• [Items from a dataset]
PR #519, opened 2019-10-29
Added list_lab.py

Dbaylor1222:


students/david_baylor/lesson3/list_lab.py
```diff
@@ -0,0 +1,79 @@
...
+Demonstrates basic list manipulation.
+"""
+
+def series1(fruit):
+    """series 1"""
+    print("Series 1")
+    print(fruit)
+    fruit.append(input("Name another fruit: "))
+    print(fruit)
+    step = int(input("Pick a number between 1 and {}: ".format(len(fruit))))
```
charlesrobison: Nice use of len()!

students/david_baylor/lesson3/list_lab.py
```diff
@@ -0,0 +1,79 @@
...
+    print(step, ": ", fruit[step - 1])
+    fruit = [input("name another fruit: "),] + fruit
+    print(fruit)
+    fruit.insert(0, input("Name another fruit: "))
+    print(fruit)
+    for i in range(len(fruit)):
+        if fruit[i][0] == "P":
```
charlesrobison: Use of upper() is a good idea here to catch case sensitive user input.

students/david_baylor/lesson3/list_lab.py
```diff
@@ -0,0 +1,79 @@
...
+            answer = input("Do you like {}? ".format(item.lower()))
+            if answer.lower() == "yes":
+                break
+            elif answer.lower() == "no":
+                del_list.append(item)
+                break
+    for i, item in enumerate(fruit):
+        if item in del_list:
+            del(fruit[i])
+    print(fruit)
```
charlesrobison: Works well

• [What this task involves]
From the first line to the last, repeat the records exactly.

• [Output below]
PR #519, opened 2019-10-29
Added list_lab.py

Dbaylor1222:


students/david_baylor/lesson3/list_lab.py
```diff
@@ -0,0 +1,79 @@
...
+Demonstrates basic list manipulation.
+"""
+
+def series1(fruit):
+    """series 1"""
+    print("Series 1")
+    print(fruit)
+    fruit.append(input("Name another fruit: "))
+    print(fruit)
+    step = int(input("Pick a number between 1 and {}: ".format(len(fruit))))
```
charlesrobison: Nice use of len()!

students/david_baylor/lesson3/list_lab.py
```diff
@@ -0,0 +1,79 @@
...
+    print(step, ": ", fruit[step - 1])
+    fruit = [input("name another fruit: "),] + fruit
+    print(fruit)
+    fruit.insert(0, input("Name another fruit: "))
+    print(fruit)
+    for i in range(len(fruit)):
+        if fruit[i][0] == "P":
```
charlesrobison: Use of upper() is a good idea here to catch case sensitive user input.

students/david_baylor/lesson3/list_lab.py
```diff
@@ -0,0 +1,79 @@
...
+            answer = input("Do you like {}? ".format(item.lower()))
+            if answer.lower() == "yes":
+                break
+            elif answer.lower() == "no":
+                del_list.append(item)
+                break
+    for i, item in enumerate(fruit):
+        if item in del_list:
+            del(fruit[i])
+    print(fruit)
```
charlesrobison: Works well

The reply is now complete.